Zack_M_Davis comments on Secrets of the eliminati

Zack_M_Davis 30 Jul 2011 5:48 UTC
4 points

The full idea I think I failed to correctly reference is that giving certain concepts short “description lengths” [...] in your language is equivalent to saying that the concepts signified by those words represent things-in-the-world that show up more often. [...] “More specifically, [...] Kraft’s inequality can be thought of in terms of a constrained budget to be spent on codewords, with shorter codewords being more expensive.”

Sure. Short words are more expensive because there are fewer of them; because short words are scarce, we want to use them to refer to frequently-used concepts. Is that what you meant? I still don’t see how this is relevant to the preceding discussion (see the grandparent).

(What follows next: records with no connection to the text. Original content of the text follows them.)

PR #4368, opened 2026-01-15
chore: Propose usage of service users in migration tests

sfc-gh-jmichalak:
We want to replace legacy service users with service users for old provider versions (<0.97.0). The problem is, the old versions don't support setting private keys in TOML. That's why in this proposal, we use a provider config with values sourced from TF variables. We can't use the regular `SNOWFLAKE_...` envs here to avoid clashes with provider config acceptance tests.

TODO (next PRs)
- Use this setup in all other tests using the legacy service.
- Remove the previous v097 compatible config from GH, and SetV097CompatibleConfigPathEnv from the test helpers.
- Remove legacy service users on our envs.

### DIFF
--- a/.github/workflows/tests.yml
+++ b/.github/workflows/tests.yml
@@ -111,11 +111,11 @@ jobs:
           chmod 0600 ./config ./config_legacy ./config_v097_compatible ./config_v097_compatible_with_service_user
 
       - name: Run unit tests
-        run: echo ok
+        run: make test-unit
         if: ${{ !cancelled() && steps.create_config.conclusion == 'success' }}
 
       - name: Run integration tests
-        run: echo ok
+        run: make test-integration
         if: ${{ !cancelled() && steps.create_config.conclusion == 'success' }}
         env:
           SNOWFLAKE_BUSINESS_CRITICAL_ACCOUNT: ${{ secrets.SNOWFLAKE_BUSINESS_CRITICAL_ACCOUNT }}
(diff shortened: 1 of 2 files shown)


pkg/acceptance/testvars/provider.go
```diff
@@ -0,0 +1,22 @@
+package testvars
+
+func V097CompatibleProvider() string {
```
sfc-gh-asawicki, line 3: nit: it should be fully possible to model this using the existing model builders (take a look at  `SecretStringVariableModelWithConfigVariables` and `config.VariableReference`) and place it under `providermodel` pkg

.github/workflows/tests.yml
```diff
@@ -152,6 +153,9 @@ jobs:
           TEST_SF_TF_AZURE_EXTERNAL_SAS_TOKEN: ${{ secrets.TEST_SF_TF_AZURE_EXTERNAL_SAS_TOKEN }}
           TEST_SF_TF_AZURE_EXTERNAL_TENANT_ID: ${{ secrets.TEST_SF_TF_AZURE_EXTERNAL_TENANT_ID }}
           TEST_SF_TF_GCS_EXTERNAL_BUCKET_URL: ${{ secrets.TEST_SF_TF_GCS_EXTERNAL_BUCKET_URL }}
+          TF_VAR_V097_COMPATIBLE_PRIVATE_KEY: ${{ secrets.TF_VAR_V097_COMPATIBLE_PRIVATE_KEY }}
```
sfc-gh-asawicki, line 156: q: do I understand correctly that these wiul need to be additional secrets in our pipeline, if so, let's chat

sfc-gh-asawicki (changes requested):

.github/workflows/tests.yml
sfc-gh-jmichalak: Discussed.

pkg/acceptance/testvars/provider.go
sfc-gh-jmichalak: This introduces an import cycle, so I'll leave it this way.

sfc-gh-asawicki: Discussed, leaving it open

Also, for clearer communication, you might consider directly saying things like “Short words are more expensive because there are fewer of them” rather than making opaque references to things like Kraft’s inequality. Technical jargon is useful insofar as it helps communicate ideas; references that may be appropriate in the context of a technical discussion about information theory may not be appropriate in other contexts.
- Will_Newsome 30 Jul 2011 6:16 UTC
  −2 points
  Parent
  That’s not quite what I mean, no. It’s not the length of the words that I actually care about, really, and thus upon reflection it is clear that the analogy is too opaque. What I care about is the choice of which concepts to have set aside as concepts-that-need-little-explanation—”ultimate convergent algorithm for arbitrary superintelligence’s’” here, “God” at some theological hangout—and how that reflects which things-in-the-world one has implicitly claimed are more or less common (but really it’d be too hard to disentangle from things-in-the-world one has implicitly claimed are more or less important). It’s the differential “length” of the concepts that I’m trying to talk about. The syntactic length, i.e. the number of letters, doesn’t interest me.
  
  Referencing Kraft’s inequality was my way of saying “this is the general type of reasoning that I have cached as perhaps relevant to the kind of inquiry it would be useful to do”. But I think you’re right that it’s too opaque to be useful.
  
  Edit: To try to explain the intuition a little more, it’s like applying the “scarce short strings” theme to the concepts directly, where the words are just paintbrush handles. That is how I think one might try to argue that language choices can be objectively “irrational” anyway.
  - Zack_M_Davis 30 Jul 2011 18:52 UTC
    3 points
    Parent
    I don’t think the analogy holds. The reason Kraft’s inequality works is that the number of possible strings of length n over a b-symbol alphabet is exactly b^n. This places a bound on the number of short words you can have. Whereas if we’re going to talk about the “amount of mental content” we pack into a single “concept-needing-little-explanation,” I don’t see any analogous bound: I don’t see any reason in principle why a mind of arbitrary size couldn’t have an arbitrary number of complicated “short” concepts.
    
    For concreteness, consider that in technical disciplines, we often speak and think in terms of “short” concepts that would take a lot of time to explain to outsiders. For example, eigenvalues. The idea of an eigenvalue is “short” in the sense that we treat it as a basic conceptual unit, but “complicated” in the sense that it’s built out of a lot of prerequisite knowledge about linear transformations. Why couldn’t a mind create an arbitrary number of such conceptual “chunks”? Or if my model of what it means for a concept to be “short” is wrong, then what do you mean?
    
    I note that my thinking here feels confused; this topic may be too advanced for me to discuss sanely.
  - Will_Newsome 30 Jul 2011 6:26 UTC
    −2 points
    Parent
    On top of that there’s this whole thing where people are constantly using social game theory to reason about what choice of words does or doesn’t count as defecting against local norms, what the consequences would be of failing to punish non-punishers of people who use words in a way that differs from ways that are privileged by social norms, et cetera, which make a straight up information theoretic approach somewhat off-base for even more reasons other than just the straightforward ambiguities imposed by considering implicit utilities as well as probabilities. And that doesn’t even mention the heuristics and biases literature or neuroscience, which take the theoretical considerations and laugh at them.
    - Will_Newsome 30 Jul 2011 7:00 UTC
      −2 points
      Parent
      Ah, I’m needlessly reinventing some aspects of the wheel.